I don't think I have a solution for your issue, though my first thought would be to disconnect network interfaces...

I was actually wondering how you managed to put Always ON in place! I really do need a hand...

Cheers

mcrispin
Contributor II

"Always On" is bit of nightmare, particularly for people behind captive portals (like hotels and the lot). The error might be happening because either User-Accepted Kernel Extensions are not including Cisco -- OR... there is a nag in Cisco if Mojave to warn that the "ciscod" process is 32 bit, which can be safely ignored in Mojave. Hopefully cisco updates that binary in time for Catalina.

You might need to set Anyconnect to "Fail-Open" -- but your security folks will probably not like that.

merps
Contributor III

You could try killing AnyConnect (and its processes) with a script that runs in your upgrade policy.

We have a connection monitor script that restarts everything if the network is connected but the system can't reach internal DNS.
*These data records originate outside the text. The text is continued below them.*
PR #560, opened 2017-05-30
activeSlave.recruiter bugfixes

tc-k:
activeSlave.recruiter bugfixes for consistency.

Previously the coders seem to waffle on what $activeSlave.recruiter == young sister means. Sometimes it's treated as if the activeSlave is the younger sister, sometimes it's treated as if the recruited slave is the younger sister. Now the code should be consistent. If $activeSlave.recruiter is young sister, then it is the $activeSlave who is the younger sister. If $activeSlave.recruiter is older sister, then $activeSlave is the older sister.

Also, in newSlaveIntro, moved the check for age > 18 to older sister. It doesn't make sense for the age check to happen for the young sister value.

### DIFF
--- a/src/uncategorized/newSlaveIntro.tw
+++ b/src/uncategorized/newSlaveIntro.tw
@@ -100,7 +100,7 @@ The legalities completed, ''__@@.pink;$activeSlave.slaveName@@__'' <<if ($active
 	<<set $activeSlave.recruiter = "daughter">>
 <<elseif ($activeSlave.age < 43) && (random(1,100) <= 20)>>
 	<<set $activeSlave.recruiter = "older sister">>
-<<elseif ($activeSlave.age < 25) && ($activeSlave.age > 18) && (random(1,100) <= 20)>>
+<<elseif ($activeSlave.age < 25) && (random(1,100) <= 20)>>
 	<<set $activeSlave.recruiter = "young sister">>
 <</if>>
 <</if>>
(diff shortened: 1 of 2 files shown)


lowercase-donkey:
> Also, in newSlaveIntro, moved the check for age > 18 to older sister. It doesn't make sense for the age check to happen for the young sister value.

On the contrary, since 18 is the minimum, shouldn't the smaller value (younger sister) be checked against it?

tc-k:
1. You're right about the inconsistency part. (scratches head) I'm not sure how that happened. I blame lack of sleep. Oh, wait, now I remember. I think I was noticing that when $activeSlave.recruiter is mother, the code recruits her daughter and vice versa (i.e., the .recruiter value is the target) while if it's older sister, it recruits the slave's older sister (i.e., the .recruiter value is the recruiter). Add the lack of sleep and I misunderstood the code. I could've sworn that 
2. Ignore the modification I made for the age check, as that's wrong now. However, the age > 18 check is definitely odd. For example:
If $activeSlave.age is 18-42, there is a chance to recruit her older sister, who is going to be 2 years older. So in theory the older sister is 20-44 years old.
If $activeSlave.age is 19-24, there is a chance to recruit her younger sister, who is going to be 2 years younger. So in theory the younger sister is 17-22 years old. The possibility for 17 alone is odd. And then there's the question why the possible ages are so different. What, if a slave is 35 she may have an older sister but can't possibly have a younger sister?

I'll leave this up for a bit before closing it.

Since the Secure Mobility Client fires back up so quickly, you may need to put the checkForProcess function in a loop, but here's a chunk of our script showing the process kill logic.

#!/bin/bash
logfile="/var/log/AOVPN_Monitor.log

log () {
        echo $1
        echo $(date "+%Y-%m-%d %H:%M:%S: ") $1 >> $logfile
}

checkForProcess(){

    # Declare an array of string with type
    declare -a StringArray=("vpndownloader" "vpn" "vpnagentd" "Cisco AnyConnect Secure Mobility Client")
    IFS=""
    for val in "${StringArray[@]}"; do
        log $val
        processname=$(ps aux | grep $val | grep root)
        if [ -z "$processname" ]
        then
            echo "$processname is empty. $val not present."
            log "$processname is empty. $val not present.  value: $processname"
        else
            echo "$processname is NOT empty. $val found"
            log "$processname $val found. value: $processname"
            if [[ "$val" == *.sh* ]]; then
                log "Found VPN monitor script. Moving to next process."
            else
                log "$processname $val going down. killall -kill $processname"
                killall -kill $val
            fi
        fi
        reset=$((reset+1))
    done

}

checkForProcess

mm2270
Legendary Contributor III

It's been a while now since I used it, but if I recall correctly, there is a LaunchAgent, or perhaps a few that get installed that manage the Always On part of Cisco Anyconnect. I would dig around inside /Library/LaunchAgents/ for Cisco LaunchAgents and see. I believe one of them keeps the process running all the time, or more accurately, fires it up immediately after it's shut down, when those agents are active.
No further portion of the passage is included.